Cape Town - The future for health insurance providers in Africa looks bright, according to Andrew Schwulst, CEO of Liberty Health.
“With an average annual growth rate forecast of 6% for Africa’s 54 countries in 2035, the continent is alive with opportunity,” says Schwulst.
“The growing presence of large corporates in Africa is a welcome boost for job creation and local economies. Economic growth directly translates into a growing workforce – this is good news for insurance companies.”
Expats, international companies operating on the continent, small business owners and the general public are all contributing to a growing middle class. Figures indicate that Africa's middle class has more than tripled over the past 30 years. This trend, which is set to continue in the foreseeable future, bodes well for the health insurance industry.
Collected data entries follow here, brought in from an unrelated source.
PR #683, opened 2026-08-06
feat(vhtlc): non-interactive claim/refund leaves; packages/swap adopts VHTLC.Script

Kukks:
## Summary

- Ports `nonInteractiveClaim` from #613 into `vhtlc.ts`: `server` + a covenant-tweaked emulator co-signer can push the receiver's claim, pinned to a pre-committed destination, without the receiver being online.
- Adds `nonInteractiveRefund`, the symmetric leaf on the refund side: `server` + `receiver` + a covenant-tweaked emulator co-signer, immediate (no timelock), pinned to the sender's pre-committed destination. Every other refund-side leaf in VHTLC (`refund`, `refundWithoutReceiver`, `unilateralRefund`, `unilateralRefundWithoutReceiver`) requires the sender's own signature — if that key is ever permanently lost, none of them are reachable. This leaf is the exception: server + receiver can release the refund the moment they agree the swap has failed, with no sender signature needed and no timelock to wait out. Trade-off worth being explicit about: unlike a timelock-gated design, this depends on the receiver's active cooperation, not just infrastructure uptime — if the sender's key is lost and the receiver is also unavailable, there's no remaining path.
- `packages/swap`'s `lightningSendVtxoScript` now builds `VHTLC.Script` directly instead of a hand-rolled `program.json` artifact compiled via `arkade.parseArtifact` — one implementation, not two that can drift apart. `swap-lightning-send.program.json` is removed as dead code.
- Fixes `packages/swap/package.json`'s `@arkade-os/sdk` dependency to `workspace:*`, matching `packages/boltz-swap`'s existing convention. It was pinned to the published registry version (`0.4.56`) and silently never linking to this monorepo's own `packages/ts-sdk` — meaning local SDK changes were invisible to `packages/swap` until an actual npm publish.
- Bumps `@arkade-os/sdk` to `0.4.57` for the new exported surface.
- Supersedes #682 (closed) — that PR's `refundUnilateral` leaf is now `unilateralRefundWithoutReceiver`, one of `VHTLC.Script`'s own base six.

## Self-review pass, before this PR was ever looked at by anyone else

Same process as the consuming repo's PR (`lightning-swap-service#8`): four independent adversarial passes over the actual diff, every finding verified against the real code myself (including running probes against the live code, not just reading it) before acting. Two real, critical issues came out of it:

1. **`packages/swap`'s trader library couldn't complete a swap against the real solver at all.** `lightningSendRequest`/`onchainSendRequest` emitted `profile.sender_pubkey`; the reference solver's schema requires `profile.client_refund_pubkey` (confirmed against `docs/rfq-protocol.md` and the solver's own Zod schema directly) and is `.strict()` on the profile object — so every request failed on both the missing required field and the unrecognized one. The two names describe the same key; they just diverged independently on each side of the wire. Fixed in `49a0569b`.
2. **A same-length, wrong-witness-version destination script was silently accepted and baked into the covenant with no error**, on `nonInteractiveClaim`/`nonInteractiveRefund` — the latter being the sender's documented last-resort recovery path when their own key is already lost. `validateOptions`/`enforcePayTo` checked `receiverPkScript`/`senderPkScript` were exactly 34 bytes but never that they actually started with the P2TR `0x51 0x20` prefix; a same-length OP_RETURN script (exactly what `ArkAddress.subdustPkScript` produces) passed silently. A near-identical `enforcePayTo` already exists in this repo (`test/e2e/utils.ts`, explicitly "mirrors the Go `enforcePayTo` helper") and does check the prefix — this one didn't match it. Fixed in `8bd63e26`, along with an adjacent missing-field guard inconsistency in the same validation blocks (a partially-populated leaf crashed with a raw `TypeError` instead of the intended clean error).

Both new/strengthened test assertions were verified as real regression guards, not just passing by construction: reverted each fix locally, confirmed the corresponding test fails with the predicted symptom, restored, confirmed the working tree diff came back clean.

**Flagging, not fixing — an existing tension worth an explicit call:** `packages/swap/package.json`'s `@arkade-os/sdk` pin (`workspace:*`, changed from `0.4.56` in this same PR) reverts commit `7d94e46b`, whose own message states that `workspace:*` breaks `pnpm add "github:arkade-os/ts-sdk#...&path:/packages/swap"` (`ERR_PNPM_WORKSPACE_PKG_NOT_FOUND`) — i.e. this PR's own fix for local-monorepo linking re-breaks `packages/swap`'s installability as a git dependency, the same way `packages/ts-sdk` is installed by `lightning-swap-service` today. Both needs are real (this PR needs unpublished `ts-sdk` changes; some future consumer may want to git-install `packages/swap` directly); reconciling them isn't a coding fix, it's a call for whoever owns the publish workflow.

## A new HTLC construct: `VHTLC.ScriptV2`

Adds `VHTLC.ScriptV2` alongside the existing `VHTLC.Script`: same leaf ladder, same options shape, built with a preimage condition that gates on an exact 32-byte witness item (`OP_SIZE 32 OP_EQUALVERIFY` ahead of the hash check) rather than any-length input — the standard shape real-world HTLC scripts (BOLT3's, for one) use. `VHTLC.Script` is unchanged and stays available; the two share one internal builder (`BaseScript`) so they can never drift apart on anything but that one condition, rather than being hand-duplicated copies.

`packages/swap`'s `lightningSendVtxoScript` and `onchainHtlc.ts` (the L1 side of the onchain corridor) both move to the new construct — this is what solvers derive for `arkade:BTC<->lightning:BTC` and the onchain BTC corridor going forward. Golden tests updated to the freshly-derived bytes for both, plus explicit coverage that all three preimage-gated leaves (`claim`, `unilateralClaim`, `nonInteractiveClaim`) pick up the new condition together, and that every leaf not gated on the preimage stays byte-identical to `VHTLC.Script`'s.

Also rebased onto `feat/arkade-swap`'s current tip (picked up #681's spendability-gate work — clean rebase, no conflicts, no overlap with anything this PR touches).

## External review follow-ups

Two items from a second review pass, both explicit decisions rather than code changes:

- **`packages/swap/package.json` stays at `0.0.1`.** Not an oversight: the package isn't published, so `0.0.1` is being treated as unstable/pre-release rather than a version this PR's breaking changes need to bump.
- **`VHTLC.ScriptV2`'s preimage condition has no go-sdk counterpart** — `go-sdk/vhtlc/utils.go`'s `makePreimageConditionScript` still emits the unguarded shape, so a Go-based trader would derive a different (V1) address for the same VHTLC params. Confirmed. Same class of gap as the pre-existing `nonInteractiveRefund`/go-sdk mismatch noted above, and impact is latent, not active — this corridor is TS-only via `lightning-swap-service` today. Being coordinated on the go-sdk side outside this PR.

## Test plan

- [x] `pnpm --filter @arkade-os/sdk typecheck` / `pnpm --filter @arkade-os/swap typecheck` — clean
- [x] `pnpm -r lint` / `pnpm -r test:unit` (full monorepo, via the pre-commit hook on every commit) — clean, 2319 + 116 tests passing across `@arkade-os/sdk` and `@arkade-os/swap`
- [x] New unit coverage for both leaves in `packages/ts-sdk/test/vhtlc.test.ts` (byte-shape assertions incl. independently-recomputed covenant-tweaked keys, address changes when either leaf's params change, base six leaves stay byte-identical when neither optional leaf is supplied, P2TR-prefix and missing-field rejection)
- [x] `packages/swap/test/rfq.test.ts` re-pinned golden `pkScript` for the new 8-leaf shape; per-leaf byte assertions for all eight
- [x] Cross-repo verification against a consumer (`lightning-swap-service`, pinned to this branch via git+subdirectory dependency): built `CovenantSwapScript` and `lightningSendVtxoScript` from identical params and diffed the output directly — `pkScript` and all seven spendable leaves came back byte-identical
- [x] `pnpm -r lint` clean (prettier + the package's own vtxo/provider-boundary guards)
- [x] `VHTLC.ScriptV2`: verified as a genuine regression guard, not passing by construction — reverted the new preimage condition locally, confirmed the version-comparison tests fail with the predicted symptom, restored
- [x] Live regtest: `lightning-swap-service`'s onchain-send E2E (real Taproot script-path spend through the new claim leaf, broadcast and accepted by a real regtest Bitcoin node) and relay E2E (Arkade covenant claim via `ScriptV2`) both re-run end to end against the new construct — both pass
- [x] CI green: `Lint, Test & Build` + all 5 integration jobs (two transient failures on this run — a 1ms timing assertion in `rate-gate.test.ts` and a `settlement.test.ts` timeout, both unrelated to this change and both passed clean on re-run)


Kukks:
Heads-up for whoever reviews/merges this, found while researching `arkade-os/wallet`'s `feat/arkade-swap` branch as part of E2E-testing the sibling `lightning-swap-service` PR:

The wallet branch's `package.json` pins `@arkade-os/swap` to `github:arkade-os/ts-sdk#feat/arkade-swap&path:/packages/swap` — an **unpinned branch ref**, not a commit. Its `src/lib/lnSwap.ts` → `requestLnSend` calls `requestLightningSend` without supplying any sender/client-refund pubkey.

Once this PR merges into `feat/arkade-swap`, `lightningSendRequest`'s new required `senderPubkey` parameter means the wallet's next `pnpm install` will silently pull in a `packages/swap` its own call site no longer satisfies (a TypeScript build break at best, a runtime one if it's not caught first). Since the dependency floats on the branch rather than a commit, there's no version bump to force a coordinated update.

Not blocking this PR — just flagging so the wallet side can be pinned/updated in step rather than breaking unexpectedly on the next `pnpm install` there.

pietro909:
Two issues in the onchain corridor, both in the amount-handling path. Neither is in `vhtlc.ts` — the VHTLC leaves themselves check out against go-sdk's `vhtlc/noninteractive.go` opcode for opcode, and the P2TR guard added in 8bd63e26 closes the earlier gap.

## 1. The L1 fill amount is never checked — the maker can be induced to publish `P` for a token fill

`packages/swap/src/onchainHtlc.ts:339,371`

`awaitOnchainFill(chain, htlc, minConfirmations)` returns the largest UTXO paying the HTLC script at the required depth. `claimOnchainFill` then gates only on the time window and broadcasts. Nothing in the package compares the fill against `quote.to_amount` — `OnchainHtlc` doesn't even carry an expected amount, so a caller has nothing to compare against unless it threads the quote through itself.

Concretely, on `arkade:BTC->onchain:BTC`:

1. maker funds the Arkade lockup with `from_amount` (say 100 000 sats);
2. solver funds the L1 HTLC with 400 sats instead of the quoted 99 000;
3. `awaitOnchainFill` reports it as filled — 400 > `ONCHAIN_DUST_SATS`, depth is satisfied;
4. `claimOnchainFill` broadcasts, and `P` is now public in the claim witness;
5. solver claims the full 100 000 sat lockup through the VHTLC `claim` leaf (receiver + server — no maker signature needed).

Maker pays 100 000, receives 400. Every guardrail on this path (`claim_window_too_short`, `timelock_order`, `confirmations_out_of_range`, the 90-minute claim margin) is about *time*; none is about *value*.

The invariant already exists in the data model — `store.ts` documents `AssetSwap.toAmount` as *"the fill pays >= this"* — it just isn't enforced on this corridor. Suggested fix: make `minAmount` a required parameter of `awaitOnchainFill` (skip UTXOs below it rather than returning the largest of a bad set), and re-assert it in `claimOnchainFill` so a caller that recovers a UTXO from `classifyOnchainHtlc` can't bypass the check. The README example at line 178 currently claims blind and would need the same argument.

## 2. No amount gate on any quote

`packages/swap/src/rfq.ts:971` and `rfq.ts:713`

`requestOnchainSend` returns `fundAmount: quote.from_amount` verbatim, and `assertFundable` never looks at an amount. So when the maker pins `amountSide: "from"` with `amount: 100_000`, nothing checks the solver honoured that side, and when it pins `"to"` there is no ceiling on `from_amount` at all — the maker asks for a price and funds whatever comes back. `offerTermsFromQuote` has the mirror gap on the arkade↔arkade corridor: `quote.to_amount` becomes the offer's `wantAmount` with no floor.

This is the one place where the module's own trust model isn't applied. `docs/rfq-protocol.md` §4.2 makes `from_amount`/`to_amount` binding fields carrying the solver's fee in the spread, and §6 says the client trusts binding fields *and derives locally* — for addresses that's `verifyLockupAddress`, but for amounts there is no equivalent. Minimum fix: assert the pinned side matches what was requested, and take a caller-supplied `maxFromAmount` / `minToAmount` for the other side (which finding 1 can then reuse as its `minAmount`).

Related, lower severity, same root cause — `rfq.ts:695`: `requestLightningSend` funds `params.invoice.amountSats` and ignores `quote.from_amount` entirely. That's correct only while the spread is zero, which the protocol doc calls out as today's accident (§13: *"`to_amount` (and `from_amount`; today they are equal — zero spread)"*). The first solver that charges a spread gets an underfunded lockup, won't pay the invoice, and the maker's sats sit until `refund_locktime`.

Build, unit tests and lint are green on 8bd63e26 (`packages/swap` tests need `pnpm run build` first — they resolve `@arkade-os/sdk` through `dist/`, so a vitest-only run fails 3 `rfq.test.ts` cases against a stale build).

pietro909:
@arkana-ai-bot ignore release issues and breaking public API issues for `@arkade-os/swap` in this PR. The package hasn't been released yet.

pietro909 (approved):

Kukks:
Follow-up on the two open items from this review:

- **Package version**: staying at `0.0.1` — explicit decision, not an oversight. The package isn't published yet, so `0.0.1` is being treated as unstable/pre-release rather than a version this PR's changes need to bump. Noted in the PR description.
- **go-sdk `VHTLC.ScriptV2` parity** (Finding C): confirmed real, latent (this corridor is TS-only via `lightning-swap-service` today, so no active impact). Being coordinated on the go-sdk side separately, outside this PR — not filing a tracking issue from here since that coordination is already in motion elsewhere.

Merged as 5327fe19.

The most recent Global Economic Prospects Report by the World Bank shows that 54 African economies collectively grew on average by 3.4% last year. Whilst this is lower than previous years, Africa's average growth rate exceeds expansions recorded in the United States (1.9%), Europe's eurozone (0.4%), Australia (0.7%), or even the world (2.4%).
Top African performers last year, were Ethiopia (10.2%), Ivory Coast (8.4%), the Democratic Republic of Congo (8%), Rwanda (7.4%) and Tanzania (7.2%).
“Africa’s middle-class growth trajectory is evident in consumer spending habits, with increased focus on retail, telecommunications, financial services and healthcare,” says Schwulst.
The International Monetary Fund (IMF) projects that the number of Africans entering the workplace will exceed that of the rest of the world combined.
“The increased demand for goods and services is also attributed to the growth of small and medium-sized enterprises. Health insurance providers in Africa are yet to fully tap into the SME market,” says Schwulst.
He cautions, however, that one size does not fit all regarding health insurance products for Africa.